## WHAT THE TASK REQUIRES
Look through the data below. Pick out the lines holding the string "have".

Dataset entries:
──────────

PR #1737, opened 2022-05-27
Show how to call the emit function

jonlemmon:
It wasn't immediately clear to me how to call the emit function when using `<script setup>`. This should hopefully make things more clear.


skirtles-code:
Thanks for the PR!

I've got some changes to the events docs in progress that should address this in a slightly different way. I should have that up as a PR in the next day or so, but I'll leave this PR open until that one is ready so I don't forget to address the concern raised here.

jonlemmon:
Awesome, thanks @skirtles-code! 

PS - You were a massive help the other day in the Discord channel, linking me to your tabs example. What a legend! 🏆

PR #1739, opened 2022-05-28
Fix a link

xfq:
## Description of Problem

There's a broken URI fragment in the docs.

## Proposed Solution

Update the link.


skirtles-code:
Thanks for the PR!

Could you elaborate on what problem you're seeing? When I tested it the existing link seemed to work fine. There's a case mismatch in the fragment, but it still took me to the right place.

NataliaTepluhina (approved):
@xfq thank you for the fix 🙇🏻 

@skirtles-code for me, the previous link brought me to the API page but not `options` section of it, so I believe it'd be an improvement

xfq:
@skirtles-code  Sorry, I just tried opening the old URL several times and found that sometimes it would jump to the correct section, and sometimes it would only stay at the top of the page, and it might be a bug in the browser or MDN...

@NataliaTepluhina I was going to say it could be closed, but since you have already merged it, thank you!

PR #1740, opened 2022-05-29
Fixed mistype

crisarji:
From `An SFC` to `A SFC`

## Description of Problem
There is one mistype, using `An SFC` in the beginning of the sentence.

## Proposed Solution
Change it from `An SFC` to `A SFC`

## Additional Information
Nothing else


skirtles-code:
Thanks for the suggestion, but I think this is correct as is. SFC is pronounced 'ess eff see', which would be proceeded with *an* rather than *a*.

──────────

## SOLVED EXERCISE
I've got some changes to the events docs in progress that should address this in a slightly different way. I should have that up as a PR in the next day or so, but I'll leave this PR open until that one is ready so I don't forget to address the concern raised here.
@NataliaTepluhina I was going to say it could be closed, but since you have already merged it, thank you!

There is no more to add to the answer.